What the exercise asks
Your answer should be one number, the count of lines in the listing below containing the word "func".

---- Supplied data

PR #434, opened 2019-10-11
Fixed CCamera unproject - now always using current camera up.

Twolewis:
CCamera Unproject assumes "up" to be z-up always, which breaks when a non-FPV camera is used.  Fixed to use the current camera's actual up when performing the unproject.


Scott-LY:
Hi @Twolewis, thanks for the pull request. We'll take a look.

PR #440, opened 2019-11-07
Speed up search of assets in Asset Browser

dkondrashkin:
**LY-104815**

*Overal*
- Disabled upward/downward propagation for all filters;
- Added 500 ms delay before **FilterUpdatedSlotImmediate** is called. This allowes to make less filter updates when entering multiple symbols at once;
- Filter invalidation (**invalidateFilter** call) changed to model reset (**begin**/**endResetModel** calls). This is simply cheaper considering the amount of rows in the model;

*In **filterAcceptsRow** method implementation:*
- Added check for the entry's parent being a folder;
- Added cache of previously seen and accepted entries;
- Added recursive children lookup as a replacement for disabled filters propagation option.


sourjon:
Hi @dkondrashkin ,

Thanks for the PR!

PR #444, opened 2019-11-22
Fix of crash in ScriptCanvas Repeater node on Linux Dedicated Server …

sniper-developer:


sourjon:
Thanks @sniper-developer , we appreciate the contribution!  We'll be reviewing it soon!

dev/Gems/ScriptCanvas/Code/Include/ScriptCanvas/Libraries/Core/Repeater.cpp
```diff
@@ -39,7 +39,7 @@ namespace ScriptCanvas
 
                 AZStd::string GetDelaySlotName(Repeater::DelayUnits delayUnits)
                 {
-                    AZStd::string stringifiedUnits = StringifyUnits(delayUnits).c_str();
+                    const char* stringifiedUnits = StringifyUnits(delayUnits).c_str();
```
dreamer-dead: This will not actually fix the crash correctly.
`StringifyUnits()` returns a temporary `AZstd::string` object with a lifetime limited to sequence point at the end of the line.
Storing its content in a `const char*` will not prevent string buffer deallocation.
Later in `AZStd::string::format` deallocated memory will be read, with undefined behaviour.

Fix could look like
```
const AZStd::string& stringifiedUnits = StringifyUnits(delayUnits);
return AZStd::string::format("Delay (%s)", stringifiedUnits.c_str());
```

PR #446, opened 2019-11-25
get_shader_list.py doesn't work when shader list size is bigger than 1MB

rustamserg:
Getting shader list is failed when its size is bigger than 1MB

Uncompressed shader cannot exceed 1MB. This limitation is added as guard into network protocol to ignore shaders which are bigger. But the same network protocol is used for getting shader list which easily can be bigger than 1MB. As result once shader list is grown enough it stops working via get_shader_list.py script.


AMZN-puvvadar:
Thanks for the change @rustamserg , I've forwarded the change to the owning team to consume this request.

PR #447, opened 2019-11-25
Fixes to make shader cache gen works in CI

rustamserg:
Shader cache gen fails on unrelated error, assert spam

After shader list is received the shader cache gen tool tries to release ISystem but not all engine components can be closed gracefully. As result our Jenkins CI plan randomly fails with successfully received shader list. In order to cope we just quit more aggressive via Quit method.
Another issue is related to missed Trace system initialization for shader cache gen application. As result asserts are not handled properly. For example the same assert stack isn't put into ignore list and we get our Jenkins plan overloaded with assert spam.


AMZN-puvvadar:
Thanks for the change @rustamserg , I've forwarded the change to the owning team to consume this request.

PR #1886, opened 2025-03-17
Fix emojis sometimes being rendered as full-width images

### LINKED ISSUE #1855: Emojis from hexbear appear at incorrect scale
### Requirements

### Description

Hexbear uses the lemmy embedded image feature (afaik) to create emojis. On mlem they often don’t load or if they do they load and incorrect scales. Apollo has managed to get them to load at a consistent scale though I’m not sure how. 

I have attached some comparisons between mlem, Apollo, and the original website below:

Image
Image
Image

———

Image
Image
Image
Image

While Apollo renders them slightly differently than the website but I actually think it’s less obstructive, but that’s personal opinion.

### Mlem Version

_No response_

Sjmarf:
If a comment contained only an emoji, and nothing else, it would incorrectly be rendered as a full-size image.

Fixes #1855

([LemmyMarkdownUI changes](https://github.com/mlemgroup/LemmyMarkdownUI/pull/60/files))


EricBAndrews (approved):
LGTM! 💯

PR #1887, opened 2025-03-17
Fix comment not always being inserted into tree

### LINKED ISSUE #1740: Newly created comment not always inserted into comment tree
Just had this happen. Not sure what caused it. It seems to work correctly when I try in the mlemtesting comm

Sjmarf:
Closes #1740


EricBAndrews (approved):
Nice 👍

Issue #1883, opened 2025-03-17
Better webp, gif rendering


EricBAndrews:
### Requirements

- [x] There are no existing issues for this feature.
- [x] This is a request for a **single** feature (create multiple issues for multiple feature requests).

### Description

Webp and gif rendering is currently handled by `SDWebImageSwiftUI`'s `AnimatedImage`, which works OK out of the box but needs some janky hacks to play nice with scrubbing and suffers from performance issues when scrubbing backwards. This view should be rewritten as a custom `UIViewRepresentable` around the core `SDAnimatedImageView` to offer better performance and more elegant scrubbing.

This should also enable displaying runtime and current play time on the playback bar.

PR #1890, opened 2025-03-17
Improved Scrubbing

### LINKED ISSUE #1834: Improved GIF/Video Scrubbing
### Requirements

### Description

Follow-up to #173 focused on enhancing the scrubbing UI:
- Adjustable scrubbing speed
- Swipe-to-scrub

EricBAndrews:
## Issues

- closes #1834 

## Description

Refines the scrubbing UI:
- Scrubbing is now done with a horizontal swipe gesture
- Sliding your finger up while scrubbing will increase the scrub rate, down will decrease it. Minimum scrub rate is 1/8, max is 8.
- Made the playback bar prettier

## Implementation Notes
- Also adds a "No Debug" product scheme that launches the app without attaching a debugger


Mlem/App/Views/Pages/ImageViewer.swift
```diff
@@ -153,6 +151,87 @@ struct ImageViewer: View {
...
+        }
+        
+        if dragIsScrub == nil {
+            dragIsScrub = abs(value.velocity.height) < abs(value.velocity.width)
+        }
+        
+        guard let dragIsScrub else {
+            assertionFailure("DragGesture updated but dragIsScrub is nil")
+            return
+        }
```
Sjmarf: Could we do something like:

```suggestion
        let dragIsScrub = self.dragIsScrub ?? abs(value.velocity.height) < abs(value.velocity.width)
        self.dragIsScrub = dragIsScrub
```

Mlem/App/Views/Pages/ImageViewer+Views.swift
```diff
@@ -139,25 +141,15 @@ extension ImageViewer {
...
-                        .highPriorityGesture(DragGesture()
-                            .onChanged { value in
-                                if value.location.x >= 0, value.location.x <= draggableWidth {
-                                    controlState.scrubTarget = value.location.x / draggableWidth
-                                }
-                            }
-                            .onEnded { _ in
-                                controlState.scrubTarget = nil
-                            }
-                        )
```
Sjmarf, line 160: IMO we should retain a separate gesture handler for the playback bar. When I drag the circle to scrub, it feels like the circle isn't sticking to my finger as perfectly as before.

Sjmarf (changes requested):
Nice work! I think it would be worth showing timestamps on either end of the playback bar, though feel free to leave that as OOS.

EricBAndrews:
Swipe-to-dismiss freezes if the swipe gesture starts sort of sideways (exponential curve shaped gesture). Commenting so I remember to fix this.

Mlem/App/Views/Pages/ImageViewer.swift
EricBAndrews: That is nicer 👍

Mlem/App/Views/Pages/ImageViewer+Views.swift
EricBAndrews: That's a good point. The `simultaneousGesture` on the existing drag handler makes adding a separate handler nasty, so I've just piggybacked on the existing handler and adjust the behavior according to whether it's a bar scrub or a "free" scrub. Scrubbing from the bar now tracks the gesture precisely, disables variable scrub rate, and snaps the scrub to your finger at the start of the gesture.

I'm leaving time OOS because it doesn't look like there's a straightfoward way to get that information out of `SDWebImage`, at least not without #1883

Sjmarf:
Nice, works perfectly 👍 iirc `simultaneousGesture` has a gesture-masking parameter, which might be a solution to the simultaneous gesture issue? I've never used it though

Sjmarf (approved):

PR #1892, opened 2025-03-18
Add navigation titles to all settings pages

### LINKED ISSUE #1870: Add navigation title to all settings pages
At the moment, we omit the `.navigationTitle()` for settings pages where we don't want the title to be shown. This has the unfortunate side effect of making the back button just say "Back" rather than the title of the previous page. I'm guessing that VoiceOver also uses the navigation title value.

--------
---- Supplied data

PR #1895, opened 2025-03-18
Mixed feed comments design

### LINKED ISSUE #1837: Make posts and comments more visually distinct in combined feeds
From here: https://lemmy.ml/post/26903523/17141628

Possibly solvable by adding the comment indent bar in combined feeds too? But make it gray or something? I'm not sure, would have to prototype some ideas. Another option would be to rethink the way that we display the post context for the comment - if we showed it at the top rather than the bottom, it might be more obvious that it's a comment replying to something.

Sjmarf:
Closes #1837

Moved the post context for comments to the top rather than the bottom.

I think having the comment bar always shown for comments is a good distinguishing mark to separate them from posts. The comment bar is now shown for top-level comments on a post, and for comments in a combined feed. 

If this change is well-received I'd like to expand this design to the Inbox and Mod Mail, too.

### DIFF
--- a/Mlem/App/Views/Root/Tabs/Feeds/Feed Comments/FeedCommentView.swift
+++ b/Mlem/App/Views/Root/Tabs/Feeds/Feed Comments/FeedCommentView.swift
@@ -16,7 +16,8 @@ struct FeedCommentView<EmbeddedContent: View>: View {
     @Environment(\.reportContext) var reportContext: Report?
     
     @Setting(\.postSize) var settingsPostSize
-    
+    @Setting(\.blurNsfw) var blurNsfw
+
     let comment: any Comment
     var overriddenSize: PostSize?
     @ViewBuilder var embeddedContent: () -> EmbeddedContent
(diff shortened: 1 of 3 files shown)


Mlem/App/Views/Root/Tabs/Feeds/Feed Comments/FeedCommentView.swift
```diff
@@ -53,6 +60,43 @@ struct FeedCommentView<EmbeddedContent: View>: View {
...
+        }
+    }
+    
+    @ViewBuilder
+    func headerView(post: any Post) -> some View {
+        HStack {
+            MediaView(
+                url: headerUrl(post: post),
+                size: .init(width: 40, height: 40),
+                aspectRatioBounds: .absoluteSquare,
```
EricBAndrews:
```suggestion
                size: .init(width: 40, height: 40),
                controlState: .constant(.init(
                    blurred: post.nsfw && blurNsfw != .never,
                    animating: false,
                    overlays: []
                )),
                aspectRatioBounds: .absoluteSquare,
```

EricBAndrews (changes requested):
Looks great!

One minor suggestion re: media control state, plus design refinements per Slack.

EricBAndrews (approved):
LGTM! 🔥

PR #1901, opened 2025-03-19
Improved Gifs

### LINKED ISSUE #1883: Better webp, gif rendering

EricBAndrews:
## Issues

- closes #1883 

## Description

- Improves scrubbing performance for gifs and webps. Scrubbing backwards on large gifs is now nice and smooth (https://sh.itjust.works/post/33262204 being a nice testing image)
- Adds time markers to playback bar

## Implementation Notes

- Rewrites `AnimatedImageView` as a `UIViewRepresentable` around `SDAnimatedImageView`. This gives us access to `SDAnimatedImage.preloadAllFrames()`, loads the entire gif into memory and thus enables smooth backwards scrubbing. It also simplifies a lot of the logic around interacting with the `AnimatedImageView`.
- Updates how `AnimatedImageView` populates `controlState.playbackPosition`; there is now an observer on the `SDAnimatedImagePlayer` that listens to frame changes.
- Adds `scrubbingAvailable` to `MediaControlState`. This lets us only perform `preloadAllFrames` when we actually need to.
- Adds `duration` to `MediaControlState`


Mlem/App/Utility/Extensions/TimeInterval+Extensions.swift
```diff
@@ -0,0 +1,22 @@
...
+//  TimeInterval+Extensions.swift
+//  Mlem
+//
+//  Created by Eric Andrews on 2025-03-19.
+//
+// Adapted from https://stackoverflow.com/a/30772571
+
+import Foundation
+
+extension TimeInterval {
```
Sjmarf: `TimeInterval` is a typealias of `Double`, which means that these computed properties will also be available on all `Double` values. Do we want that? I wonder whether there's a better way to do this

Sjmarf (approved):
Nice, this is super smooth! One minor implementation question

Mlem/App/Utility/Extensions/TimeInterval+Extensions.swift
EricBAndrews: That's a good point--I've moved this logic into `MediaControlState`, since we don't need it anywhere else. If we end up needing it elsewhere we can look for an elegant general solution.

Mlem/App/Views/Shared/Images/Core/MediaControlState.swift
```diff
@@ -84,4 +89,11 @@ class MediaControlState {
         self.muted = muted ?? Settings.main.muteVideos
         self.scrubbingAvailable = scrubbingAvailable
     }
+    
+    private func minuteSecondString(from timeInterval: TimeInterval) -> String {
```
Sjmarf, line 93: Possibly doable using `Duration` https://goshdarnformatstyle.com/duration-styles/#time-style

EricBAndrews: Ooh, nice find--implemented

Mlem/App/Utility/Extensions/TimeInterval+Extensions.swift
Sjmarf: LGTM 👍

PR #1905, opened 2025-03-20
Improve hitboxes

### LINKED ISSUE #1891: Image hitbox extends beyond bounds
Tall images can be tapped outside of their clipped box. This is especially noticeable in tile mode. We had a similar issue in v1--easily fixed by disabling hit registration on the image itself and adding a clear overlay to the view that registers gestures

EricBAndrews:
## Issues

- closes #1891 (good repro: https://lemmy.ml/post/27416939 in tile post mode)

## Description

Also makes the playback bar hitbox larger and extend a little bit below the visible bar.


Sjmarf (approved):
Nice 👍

--------
---- Supplied data

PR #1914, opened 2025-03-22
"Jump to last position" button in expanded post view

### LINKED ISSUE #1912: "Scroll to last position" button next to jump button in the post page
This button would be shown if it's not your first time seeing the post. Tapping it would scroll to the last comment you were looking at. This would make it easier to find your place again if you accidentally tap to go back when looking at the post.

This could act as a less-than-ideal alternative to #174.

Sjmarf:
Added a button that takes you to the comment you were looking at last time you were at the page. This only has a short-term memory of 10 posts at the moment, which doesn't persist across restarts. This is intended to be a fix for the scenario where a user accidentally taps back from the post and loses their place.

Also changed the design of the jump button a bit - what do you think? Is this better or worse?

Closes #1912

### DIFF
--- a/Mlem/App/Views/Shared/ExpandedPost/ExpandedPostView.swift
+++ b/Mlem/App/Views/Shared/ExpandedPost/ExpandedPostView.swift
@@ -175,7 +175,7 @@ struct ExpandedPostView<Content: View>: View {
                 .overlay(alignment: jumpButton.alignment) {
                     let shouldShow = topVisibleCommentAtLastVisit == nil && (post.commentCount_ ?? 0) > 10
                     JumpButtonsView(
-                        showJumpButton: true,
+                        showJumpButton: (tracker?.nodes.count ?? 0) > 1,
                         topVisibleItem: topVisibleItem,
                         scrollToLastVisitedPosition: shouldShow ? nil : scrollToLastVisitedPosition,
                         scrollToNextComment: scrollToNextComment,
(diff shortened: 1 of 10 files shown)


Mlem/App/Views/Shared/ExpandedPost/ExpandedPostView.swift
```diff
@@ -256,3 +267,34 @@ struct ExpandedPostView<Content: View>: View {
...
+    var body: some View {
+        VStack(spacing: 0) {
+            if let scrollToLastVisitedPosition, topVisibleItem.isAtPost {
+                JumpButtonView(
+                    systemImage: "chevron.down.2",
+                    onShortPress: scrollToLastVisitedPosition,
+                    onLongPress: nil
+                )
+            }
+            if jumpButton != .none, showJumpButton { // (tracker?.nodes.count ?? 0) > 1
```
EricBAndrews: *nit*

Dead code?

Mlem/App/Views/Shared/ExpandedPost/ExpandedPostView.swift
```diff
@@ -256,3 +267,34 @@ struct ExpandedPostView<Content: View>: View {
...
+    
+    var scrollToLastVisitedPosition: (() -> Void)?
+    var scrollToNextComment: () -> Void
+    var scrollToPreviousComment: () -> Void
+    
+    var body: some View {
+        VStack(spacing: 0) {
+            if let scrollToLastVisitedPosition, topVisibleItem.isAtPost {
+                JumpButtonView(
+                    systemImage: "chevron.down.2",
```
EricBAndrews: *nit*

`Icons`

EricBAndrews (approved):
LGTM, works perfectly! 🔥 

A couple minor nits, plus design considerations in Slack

--------

Answer box
2